Start of TASK INPUT

PR #559, opened 2025-06-24
✨ Feat(web): Add move to next/prev week/month shortcuts for someday event

### LINKED ISSUE #526: Add shortcuts to migrate someday event buttons
### Feature Description

As a user, I want to quickly be able to move a someday event forward/backwards via button click or shortcut, so that I can customize my schedule easily as plans change.

----

Followup to https://github.com/SwitchbackTech/compass/issues/525

After the buttons are implemented in the someday event form, we should add the following shortcuts to the buttons:
- `CTRL + META + RIGHT ARROW`: Migrate forward 1 week/month
- `CTRL + META + LEFT ARROW`: Migrate backwards 1 week/month.

These shortcuts are meant to compliment the  `CTRL+META+UP/DOWN` ones for migrating between weeks/month lists (#527 )

### Use Case

This'll save users time by providing better accessibility options, making the program easier and more fun to use.

### Additional Context

_No response_

that-one-arab:
## Description

Closes #526

### DIFF
--- a/packages/web/src/common/utils/web.date.util.ts
+++ b/packages/web/src/common/utils/web.date.util.ts
@@ -375,3 +375,48 @@ export const setEventStartEndDatesToCurrentMonth = (
     endDate: monthEnd.format(),
   };
 };
+
+export const setEventStartEndDates = (
+  to: {
+    direction: "prev" | "next" | "current";
+    duration: "week" | "month";
+  },
+  event: Schema_Event,
+): Schema_Event => {
+  const reference =
+    to.direction === "current" ? dayjs(new Date()) : dayjs(event.startDate);
+
+  let start: Dayjs;
+  let end: Dayjs;
+
+  if (to.duration === "week") {
+    start = reference.startOf("week");
+    end = reference.endOf("week");
+
+    if (to.direction === "prev") {
+      start = start.subtract(1, "week");
+      end = end.subtract(1, "week");
+    } else if (to.direction === "next") {
+      start = start.add(1, "week");
+      end = end.add(1, "week");
+    }
+  } else {
+    // duration is month
+    start = reference.startOf("month");
+    end = reference.endOf("month");
+
+    if (to.direction === "prev") {
+      start = start.subtract(1, "month");
+      end = end.subtract(1, "month");
+    } else if (to.direction === "next") {
+      start = start.add(1, "month");
+      end = end.add(1, "month");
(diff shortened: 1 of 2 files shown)


packages/web/src/common/utils/web.date.util.ts
```diff
@@ -375,3 +375,48 @@ export const setEventStartEndDatesToCurrentMonth = (
...
+
+export const setEventStartEndDates = (
+  to: {
+    direction: "prev" | "next" | "current";
+    duration: "week" | "month";
+  },
+  event: Schema_Event,
+): Schema_Event => {
+  const reference =
+    to.direction === "current" ? dayjs(new Date()) : dayjs(event.startDate);
```
tyler-dane, line 387: Just curious, why use `dayjs(new Date())` instead of `dayjs()`?

packages/web/src/common/utils/web.date.util.ts
```diff
@@ -375,3 +375,48 @@ export const setEventStartEndDatesToCurrentMonth = (
     endDate: monthEnd.format(),
   };
 };
+
+export const setEventStartEndDates = (
```
tyler-dane, line 379: Let's add some unit tests for this, as I'm already seeing some bugs with its implementation

tyler-dane, line 379: Can you rename this so it doesn't start with `set...`. Since this isn't changing any React state, I think we should stay away from `set...` as the first part of a function to avoid confusion

packages/web/src/common/utils/web.date.util.ts
that-one-arab: Uhhhh no particular reason, I guess I was used to it but now after reading your comment I realized that the latter is the better practice, thanks for the headsup

packages/web/src/common/utils/web.date.util.ts
that-one-arab: For sure, but can you share what bugs did you stumble upon?

that-one-arab: Yes makes sense, thanks for pointing this out.

tyler-dane: #560

tyler-dane: #561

End of TASK INPUT

_WORK TO COMPLETE_
Show all lines from the listing above in which "shortcuts" appears.

_OUTPUT BELOW_
✨ Feat(web): Add move to next/prev week/month shortcuts for someday event
### LINKED ISSUE #526: Add shortcuts to migrate someday event buttons
After the buttons are implemented in the someday event form, we should add the following shortcuts to the buttons:
These shortcuts are meant to compliment the  `CTRL+META+UP/DOWN` ones for migrating between weeks/month lists (#527 )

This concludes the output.